4 – Dunque viviamo in un mondo estremamente complesso, dove però esiste un’enorme ricchezza di capacità inespresse e negate. Un mondo sempre più privo di un’idea propositiva di futuro, ma allo stesso tempo con una grande insopportabilità e insostenibilità del presente. E’ un mondo dove si intravedono schegge di possibilità qui e lì, embrioni di un altro modo di vivere che però paiono fragili e dispersi. Mentre il capitalismo come ordine sociale mostra sempre più le sue fragilità, all’orizzonte mancano altri modi credibili di organizzarsi e chi soffre trova rifugio all’interno di un privato sempre più oscuro ed inabitabile. Dunque di quale funzione politica abbiamo bisogno? Quale forza ricerchiamo noi che pensiamo che un altro mondo sia possibile e quanto mai necessario?

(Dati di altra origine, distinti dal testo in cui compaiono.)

PR #392, opened 2022-02-03
Fix memory leaks

rr-:


rr-:
libavcodec is a really intricate library. To illustrate its fragility, here's an excerpt about `avio_alloc_context`:

```
 * @param buffer Memory block for input/output operations via AVIOContext.
 *        The buffer must be allocated with av_malloc() and friends.
 *        It may be freed and replaced with a new buffer by libavformat.
 *        AVIOContext.buffer holds the buffer currently in use,
 *        which must be later freed with av_free().
```

so we have to NOT free the buffer we passed, instead we have to free something else (`result->buffer`).

At the same time, calling another function, `void avformat_close_input(AVFormatContext **ps)` which has a signature really similar to `void avformat_free_context(AVFormatContext *s)` but it doesn't suggest it frees the context itself, does just that - it calls `avformat_free_context` underneath. So freeing the context again is a (forgivable) mistake, but still, a mistake.

My point here is that when some of the calls look weird, it's mostly likely due to ffmpeg's idiosyncrasies, so before flagging them, please consult the ffmpeg documentation. I profiled the game by loading all samples 100 times in a row to amplify the leaks, reloading the save multiple times and monitoring the resident memory usage. It now stays consistent, previously it would quickly go into hundreds of wasted megabytes.

walkawayy:
I still think there's something weird happening. I reloaded a Caves save about 40 times with no issues and it doesn't look like memory usage increased which is good.

However, I level skipped through about four playthroughs and every time the memory usage jumps up after the credits end and the main menu reloads.

Memory starts around .



On playthrough 5 the memory is up to 300+ MB,
image

On title screen after playthrough 5:
image

rr-:
I'll look into it, didn't test this variant. Thanks. I suspect the music streams still need polishing.

rr-:
@walkawayy I haven't experienced such massive drops on Wine, but found another thing and it indeed was in s/picture. Could you please check now?

walkawayy:
I just skipped through 5 playthroughs, and the memory usage doesn't seem to go up every time. I think it might be fixed (no jinx please lol). Should we give a build rapora to test? It looks good to me, but they reported the issue. Up to you. On my end it looks good to approve.

rr-:
Yeah, good call, especially that a custom level is involved to which we do not have access. I'll upload a test build in the ticket.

Forse organizzarsi oggi vuol dire in primo luogo organizzare un processo di socializzazione di queste capacità in deficit di valorizzazione per costruire insieme orizzonti di vita credibili e più giusti rispondendo alle domande che il capitalismo lascia insolute per sua stessa natura. Vuol dire trovare i propri contro-istituti, le proprie forme di cooperazione per ricomporre questi saperi dispersi e negati e farne una forza in grado di affrontare la complessità del presente. Probabilmente abbiamo alleati ed alleate inaspettati da incontrare, molte strade da percorrere, abbiamo territori nuovi da esplorare e domande inedite da raccogliere, da farci, da fare. Abbiamo una insopprimibile domanda di futuro in attesa di essere colmata, organizziamoci per farlo!

Un buon 2023 a tutti i/le ribelli in cerca di un futuro!